Дом Квестов стоял на холме, в центре обширной, опоясанной горами котловины, и словно врезался в синеву небес, открытый всем ветрам. Прямо перед ним были Дамфризовы холмы, от которых его отделяло семь миль; семь миль было и до Оксфордской цепи, которая постепенно переходила на западе в покатые холмы; семь миль и до длинной горбатой горы на востоке, называвшейся Джейкобс-Бург. Позади не было ни гор, ни холмов – необъятная, бескрайняя равнина тянулась на север, сливаясь с голубоватым маревом и словно уводя в страну мечты, без которой немыслима жизнь.
А над всем этим, подобно опрокинутой чаше, лежало безоблачное африканское небо, так ослепительно сверкавшее, что у Марты резало глаза и она вынуждена была смотреть вдаль, а не вверх. Эти привычные безбрежные просторы вызывали у девочки лишь неприятное ощущение, какое, вероятно, бывает у птицы, попавшей в клетку.

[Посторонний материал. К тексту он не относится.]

PR #2373, opened 2017-12-21
CLOUDSTACK-10202:createSnapshotPolicy API create multiple entries in DB for same volume.

niteshsarda:
**ISSUE :**
createSnapshotPolicy API create multiple entries in DB for same parameters, if multiple threads are executed in parallel.

**STEPS TO REPRODUCE :**
1. Created a new machine having root and data disk.
2. Make sure that no existing snapshot policy is present for the volume.
3. Execute multiple threads in parallel for createSnapshotPolicy API having all required parameters exactly same.
4. Verify table snapshot_policy in DB, will get multiple entries for same policy.
5. Once again execute same multiple threads, by changing any API parameter, will see that existing entries are getting modified in DB and no new entries are added.

### DIFF
--- a/server/src/com/cloud/storage/snapshot/SnapshotManagerImpl.java
+++ b/server/src/com/cloud/storage/snapshot/SnapshotManagerImpl.java
@@ -17,6 +17,7 @@
 package com.cloud.storage.snapshot;
 
 import com.cloud.agent.api.Answer;
+import com.cloud.utils.db.GlobalLock;
 import com.cloud.agent.api.Command;
 import com.cloud.agent.api.DeleteSnapshotsDirCommand;
 import com.cloud.alert.AlertManager;
@@ -785,6 +786,7 @@ public class SnapshotManagerImpl extends MutualExclusiveIdsManagerBase implement
     public SnapshotPolicyVO createPolicy(CreateSnapshotPolicyCmd cmd, Account policyOwner) {
         Long volumeId = cmd.getVolumeId();
         boolean display = cmd.isDisplay();
+        SnapshotPolicyVO policy = null;
         VolumeVO volume = _volsDao.findById(cmd.getVolumeId());
         if (volume == null) {
             throw new InvalidParameterValueException("Failed to create snapshot policy, unable to find a volume with id " + volumeId);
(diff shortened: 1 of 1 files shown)


server/src/com/cloud/storage/snapshot/SnapshotManagerImpl.java
```diff
@@ -854,15 +856,18 @@ public SnapshotPolicyVO createPolicy(CreateSnapshotPolicyCmd cmd, Account policy
...
         }
-        SnapshotPolicyVO policy = _snapshotPolicyDao.findOneByVolumeInterval(volumeId, intvType);
-        if (policy == null) {
-            policy = new SnapshotPolicyVO(volumeId, cmd.getSchedule(), timezoneId, intvType, cmd.getMaxSnaps(), display);
-            policy = _snapshotPolicyDao.persist(policy);
-            _snapSchedMgr.scheduleNextSnapshotJob(policy);
-        } else {
-            try {
+
+        final GlobalLock createSnapshotPolicyLock = GlobalLock.getInternLock("createSnapshotPolicy");
```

Она перевела взгляд на книгу. Читать ей не хотелось: это был научно-популярный труд, самое название которого вызывало в Марте легкое, но безусловное раздражение. Если бы Марта умела выразить свои чувства словами, она, быть может, сказала бы, что спокойная деловитая манера изложения просто не соответствует ее смятенному душевному состоянию; а быть может, девочку настолько раздражали окружающая среда и собственные родители, что раздражение это распространялось на все, что попадало в ее поле зрения. Она отложила книгу и взяла Эллиса. Вообще говоря, пятнадцатилетнему подростку едва ли может показаться скучной книга, посвященная проблеме пола, но Марта никак не могла ею увлечься: интересные факты, которые были в ней подобраны, казалось, не имели никакого отношения к тем проблемам, которые девочка пыталась для себя решить. Она подняла глаза и испытующе посмотрела на миссис ван Ренсберг, мать одиннадцати детей.
Это была толстая, добродушная и в общем приятная женщина, в аккуратном цветастом ситцевом платье, свободном и длинном, с белым платочком, повязанным вокруг шеи, что придавало ей сходство с портретом ее бабушки. Длинные юбки и свободно повязанные вокруг шеи косынки были тогда в моде, но на миссис ван Ренсберг такой костюм производил впечатление чего-то старомодного. Марте это даже нравилось, но тут взгляд ее упал на ноги гостьи. Большие, бесформенные, мозолистые, с лиловыми венами, проступавшими сквозь покров загара, они беззастенчиво вылезали из зеленых сандалий, ища удобного положения. И Марта вдруг подумала с отвращением: ведь у миссис ван Ренсберг такие ноги потому, что у нее много детей.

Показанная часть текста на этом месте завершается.